(Saved entries)
PR #519, opened 2026-08-27
Explorer: the Methods pane filters with VS Code's own find box, and a filtered click lands on the right row

### LINKED ISSUE #518: Clicking a row in a filtered Explorer pane selects the wrong one — the click dismisses the filter box, the full list returns, and the row under the pointer changes
## Summary

With a filter active in an Explorer pane, clicking the row you want selects a different one. The
click dismisses the still-open filter input box; dismissal is treated as a cancel, so the filter is
undone and the full list snaps back before the click resolves — and the click lands on whatever row
has moved under the pointer. Filtering a long list is exactly when you most need to click a result,
so the filter is unusable for its main purpose. All four filterable panes are affected (Dictionaries,
Class Categories, Classes, Methods).

## Environment

- **Jasper:** 1.8.14
- **GemStone server:** N/A (pure UI — no stone interaction involved)

## Steps to reproduce

1. Open the GemStone Explorer and select a class with a long method list (`Array`, for example).
2. Click the funnel in the **Methods** pane title bar and type `a`. The pane filters live to the
   matching methods; the filter input box stays open with "Filters as you type — Escape to cancel".
3. Without pressing Enter, click `add:` in the filtered list.

## Expected behavior

`add:` is selected and opened — clicking a filtered result is a *use* of the filter, not a
cancellation of it.

## Actual behavior

The filter is cleared, the unfiltered list returns, and `_at:put:` is selected and opened — the
method that happens to occupy that row position in the full list. The filter chip is gone and the
pane is back to showing everything.

## Potential fix

Nothing settled; the mechanism is in `client/src/gemstoneExplorer.ts`, in `beginFilter` (the input
box) and its `onDidHide` handler. Filtering is live, so a cancel has to be undone explicitly, and
`onDidHide` fires for a click-away just as it does for Escape — there is no `accepted` flag on that
path, so a click-away is undone as if it were a cancel. Some directions:

- Treat only Escape as a cancel and any other dismissal as an accept, so a click-away leaves the
  filter in place and the list does not move under the pointer. Escape-to-restore would keep
  working; the filter chip's ✕ already exists to clear it afterwards.
- Or keep the filter box out of the way entirely — a filter affordance that does not need to be
  dismissed cannot reorder the list on the way out.
- Whatever the route, the invariant worth testing is that the row under the pointer at mouse-down is
  the row that ends up selected.

Related: the current cancel-restore semantics came from #388 / PR #390, and the guards in
`onDidHide` were tightened for the case where selecting a class clears the Methods filter — worth
re-reading before changing them.

ericwinger:
Fixes #518.

## What changed since this PR was opened

The first version of this PR fixed the click without changing the widget: the filter's
quick-input box gained `ignoreFocusOut` so a click elsewhere could not dismiss it, and a row click
committed the box instead of cancelling it. That work is unchanged and still here — it is what the
Dictionaries, Class Categories and Classes panes use.

What is new is the **Methods pane**, which now narrows with VS Code's own find box instead. The
earlier fix compensated for a floating input having to guess what a click somewhere else meant; the
find box removes the guess, because it lives inside the pane. Seeing it working elsewhere is what
prompted the change, and it is the better answer for the panes we can move to it. #523 tracks the
remaining three.

## The bug

With a filter active in an Explorer pane and its input box still open, clicking the row you wanted
selected a different one. The click dismissed the box, dismissal was the cancel path, so the filter
was undone and the full list snapped back — under the pointer, before the click resolved — and the
click landed on whichever row had moved into that spot. Filtering a long list is exactly when you
most need to click a result, so the filter was unusable for its main purpose.

## The Methods pane: VS Code's find box

The find box opens **inside** a tree view, at its top right, with a toggle that hides non-matching
rows instead of merely highlighting them. Nothing moves under the pointer, and VS Code, not us, maps
a clicked row back to its element. The toggle stays on for that pane once set, and closing the box
keeps the text for next time.

The pane's Filter button focuses the pane and runs `list.find` (`openPaneFindWidget`). There is no
extension API for the widget: `list.find` acts on whichever list was focused last, which is why the
focus call has to come first, and nothing about the widget — its query, its mode, whether it is even
open — is readable afterwards.

## The other three panes: the original fix, unchanged

`beginFilter` sets `ignoreFocusOut`, so a click elsewhere no longer hides the box and nothing moves.
That is also what makes "only Escape is a cancel" implementable: VS Code fires the same `onDidHide`
for Escape and for a click-away, and with focus-out ignored only Escape (cancel), Enter (accept) and
our own commit can reach it. A row click in any pane then **commits** the box —
`commitFilterInput()`, wired to the five panes by `commitFilterOnRowSelection` — keeping the filter
and putting the box away.

Two selections deliberately don't count as that click: an empty one (filtering can narrow the
selected row out of the pane, and closing the box mid-word would make the filter unusable a second
way) and the filter row itself, whose click is the one that opens the box.

#523 is not a repeat of this change. Each remaining pane needs a decision about prefix-`*` versus
fuzzy matching, about the chip and title label having nothing to read the widget's state from, and —
for Class Categories — about the built-in box filtering only the rows the tree has already loaded,
where our filter flattens the whole pane.

## What stays on our own filter state

The `reads:`/`writes:`/`accesses:` filters, which run a GemStone query no text search could and are
seeded from an instance variable's context menu. They still set the Methods pane's filter, still show
the r/w glyphs and highlight the variable in the opened source. The two compose: ours picks the rows,
VS Code's box searches within them. The one thing lost is editing an active `reads:foo` token as
text — ✕ clears it and the menu item re-runs it — so the Methods filter chip's tooltip now says
"click to search within it" rather than "click to edit".

The Filter button keeps its funnel icon and title. The button still means *narrow this pane*, and
`explorerFilterUx387.manifest.test.ts` pins the convention from #387 that the funnel means filter and
the magnifier means find.

## Tests

- `explorerMethodsFindBox.test.ts` — new: focus before find (getting the order wrong opens the box
  over some other tree), no input box for that pane, a box left open elsewhere gets committed first,
  an instance-variable filter survives, both chip tooltips, and that a failing focus/find command
  comes back out of `beginFilter` instead of being swallowed.
- `explorerFilterCancel` / `explorerFilterClickAway` / `explorerFilterUx387` — the box suites moved
  off the Methods pane and onto Dictionaries, so they exercise a path a user can still reach. Their
  `beginFilter` calls are awaited, as `no-floating-promises` requires once it returns a promise.
- Each of the five changed behaviours was mutation-tested: dropping the Methods branch, swapping the
  focus/find order, dropping the commit-open-box call, collapsing the tooltip, and restoring the
  `void` on the find-box call each fail a test.

## Review

`beginFilter` reached the find box through a voided call, so a rejection from `${viewId}.focus` or
`list.find` went nowhere and the Filter button just looked inert. It is `async` now and returns that
promise; the command handler already passed its return value to VS Code, so the failure surfaces
there. The other three panes' path stays synchronous.

`main` is merged in, and `npm run lint && npm run format:check && npm run compile && npm test` all
pass on the merged tree against a freshly provisioned 3.6.2 stone — 7011 client, 322 server, 92
mcp-server, 114 skipped. Diff is client-only. Manually F5-verified by Eric: the find box opens in the Methods pane,
its toggle hides non-matching rows and stays on, and clicking a result keeps the narrowing.


client/src/gemstoneExplorer.ts
```diff
@@ -1095,12 +1124,26 @@ export class ExplorerController {
         this.setFilterState(viewId, filterBeforeEdit);
       }
       this.filteringView = undefined;
+      // Deregister this box only. beginFilter commits an open box before creating the next, so
+      // there is normally just one — but the check costs nothing and means a hide delivered
+      // late (after another box has opened) can't leave that newer box with no way to commit.
+      if (this.openFilterBox === entry) this.openFilterBox = undefined;
```
MatiasFernandez: 💭 This guard says a hide can be delivered late, after another box has opened — but `filteringView` three lines up isn't guarded the same way. If VS Code delivers `onDidHide` asynchronously, two consecutive `beginFilter` calls run as: old `hide()` → new box sets `filteringView = viewId` → old `onDidHide` fires and sets `filteringView = undefined` + `syncTitles()`. The new box's pane then loses its live `Filter: …` header while the user is still typing in it (`syncTitles` only shows it when `filteringView === viewId` and the pane has a selection). The mock fires hide synchronously, so no test can see this.

Worth giving it the same ownership check (`if (this.filteringView === viewId) this.filteringView = undefined;`)? It would also make the "keeps the order deterministic: the old box's onDidHide has finished before this one records itself" claim on the `commitFilterInput()` call in `beginFilter` true regardless of when VS Code delivers the event — as written, that comment and this one assume opposite things about the same event.

client/src/gemstoneExplorer.ts
```diff
@@ -5757,6 +5800,38 @@ class ClassDropController implements vscode.TreeDragAndDropController<ClassNode>
...
+  for (const view of views) {
+    view.onDidChangeSelection((e) => {
+      const node = e.selection[0];
+      // Two selections are not the click this is about. An EMPTY one isn't a click at all —
+      // typing in the box can narrow the selected row out of the pane, and that must not close
+      // the box mid-word. And the filter row's click is the one that OPENS the box (its command
+      // is the pane's filter command), so committing on it would race the very edit it asked
+      // for — whether VS Code fires the selection before or after the row's command is its
+      // business, not ours; skipping the row settles it either way.
+      if (node === undefined || node instanceof FilterChipItem) return;
```
MatiasFernandez: 💭 The empty-selection half of this guard tells me VS Code does fire `onDidChangeSelection` when a keystroke narrows the selected row out of the pane. Does it also fire when the selected row *survives* the filter? `setFilterState` → `providerFor(viewId).refresh()` and `getChildren` builds fresh node objects each time, so if VS Code re-reports the selection against a new instance that's a non-empty selection which isn't a `FilterChipItem` — it would commit and close the box on the first keystroke, in what's probably the most common flow (select a method, then open the funnel to find another one).

Could you confirm that one in the dev host? The mock can't reach it, so it wouldn't show up in the new tests either way.

client/src/gemstoneExplorer.ts
```diff
@@ -1050,40 +1053,66 @@ export class ExplorerController {
...
     let accepted = false;
     box.title = 'Filter';
+    // Keep the box open when focus leaves it. VS Code otherwise hides it on any click
+    // elsewhere, and hiding is the cancel path: the pre-edit filter goes back, the pane
+    // re-expands to the full list — under the pointer, before the click that dismissed the box
+    // resolves — and the click lands on whichever row has moved into that spot. Clicking a
+    // result is exactly what a filter is for, so the box must survive the click. With focus-out
+    // ignored, the box closes only on Escape (cancel), Enter (accept), or commitFilterInput
+    // (accept), so a dismissal is no longer ambiguous between the three.
+    box.ignoreFocusOut = true;
```
MatiasFernandez: 💭 With focus-out ignored, what puts the box away when the user leaves the Explorer instead of clicking a result? Concretely: open the Methods filter, type `si`, then click a different session in the Sessions pane — that isn't one of the five panes, so nothing commits, `ctl.reset()` clears every filter, and the box is left hanging over a reset Explorer describing a filter that no longer exists. Escape at that point is also not obviously available, since focus is in the tree. Clicking into the editor and carrying on there is the same shape.

Should `reset()` (and maybe `clearFilter`) commit the box too, so the reachable states stay just "box open over the pane it filters" and "no box"?

client/src/__tests__/explorerFilterClickAway.test.ts
```diff
@@ -0,0 +1,240 @@
...
+        listener = h;
+        return { dispose: vi.fn() };
+      },
+      select: (node: unknown = { label: 'a row' }) => listener?.({ selection: [node] }),
+      selectNothing: () => listener?.({ selection: [] }),
+    };
+  }
+
+  it('commits the open filter box from a selection in any pane', () => {
+    const ctl = { commitFilterInput: vi.fn() };
```
MatiasFernandez: 💭 Both halves of the fix are covered, but nothing joins them: these wiring tests stub `commitFilterInput`, and the controller tests above call it directly. Is it worth one test that wires the real thing — `commitFilterOnRowSelection(ctl, pane)` after `ctl.beginFilter(METHODS)` + `__type('si')`, then `pane.select()` asserting the filter is still `'si'` and the box hidden? That's literally the #518 path, and it's the only place a mismatch between the two sides (argument order, a renamed method on the `Pick<…>`) would surface.

client/src/__mocks__/vscode.ts
```diff
@@ -443,6 +446,9 @@ export const window = {
         await onAccept?.();
       },
       __hide: () => fireHide(),
+      __clickAway: () => {
```
MatiasFernandez: Having `__clickAway()` honour `ignoreFocusOut` rather than just firing a hide is the right call — it means the tests fail if the flag is ever dropped, instead of encoding the fix twice. Thanks for taking that extra step ❤️

client/src/gemstoneExplorer.ts
```diff
@@ -1041,49 +1051,103 @@ export class ExplorerController {
...
   // Enter and Escape and onDidAccept only for Enter, so the accepted flag is what tells them
   // apart. On cancel we restore the filter captured when the box opened, which is the
   // previously accepted filter when the user was editing an existing one (the box is seeded
   // from it) rather than simply clearing.
+  //
+  // A click away from the box is neither: `ignoreFocusOut` keeps the box open through it, and
+  // the click's own handler commits the box instead (commitFilterInput) — see the note there.
   beginFilter(viewId: string): void {
+    if (viewId === VIEW_METHODS) {
+      void this.openPaneFindWidget(viewId);
```
MatiasFernandez: 💭 The `void` here makes a rejection invisible: if `${viewId}.focus` or `list.find` throws (a command id changed on VS Code's side, the pane not registered yet), the Filter button silently does nothing and nothing is logged. Since `beginFilter` is what the command handler calls, could it be `async` so VS Code reports the failure, or at least `.catch()` with a log?

There is a knock-on in the tests too: `explorerMethodsFindBox.test.ts` needs `vi.waitFor` to see the commands run, where an awaited call could just be asserted directly.

MatiasFernandez (approved):

client/src/gemstoneExplorer.ts
ericwinger: Good catch — it is `async` now, your first option.

`beginFilter` returns the promise instead of voiding it, and the command handler
already passed its return value back to VS Code, so a failing `${viewId}.focus`
or `list.find` surfaces as a failed command rather than a button that quietly did
nothing. The other three panes' path is entirely synchronous, so the promise they
return is already resolved and nothing about them changes.

The knock-on you predicted went the way you expected: `vi.waitFor` is gone in
favour of asserting straight after the `await`, and the other `beginFilter` call
sites are awaited too (`no-floating-promises` covers test files, so they had to
be). One case is new — a rejecting focus/find has to come back out of
`beginFilter` rather than being swallowed; restoring the `void` fails it.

= ACTIVITY =
Beginning at the line with "client/src/__tests__/explorerFilterClickAway.test.ts" and ending at the line with "MatiasFernandez: 💭 Both", reproduce each line of the data above exactly, and add no other lines.

= TASK RESPONSE =
client/src/__tests__/explorerFilterClickAway.test.ts
```diff
@@ -0,0 +1,240 @@
...
+        listener = h;
+        return { dispose: vi.fn() };
+      },
+      select: (node: unknown = { label: 'a row' }) => listener?.({ selection: [node] }),
+      selectNothing: () => listener?.({ selection: [] }),
+    };
+  }
+
+  it('commits the open filter box from a selection in any pane', () => {
+    const ctl = { commitFilterInput: vi.fn() };
```
MatiasFernandez: 💭 Both halves of the fix are covered, but nothing joins them: these wiring tests stub `commitFilterInput`, and the controller tests above call it directly. Is it worth one test that wires the real thing — `commitFilterOnRowSelection(ctl, pane)` after `ctl.beginFilter(METHODS)` + `__type('si')`, then `pane.select()` asserting the filter is still `'si'` and the box hidden? That's literally the #518 path, and it's the only place a mismatch between the two sides (argument order, a renamed method on the `Pick<…>`) would surface.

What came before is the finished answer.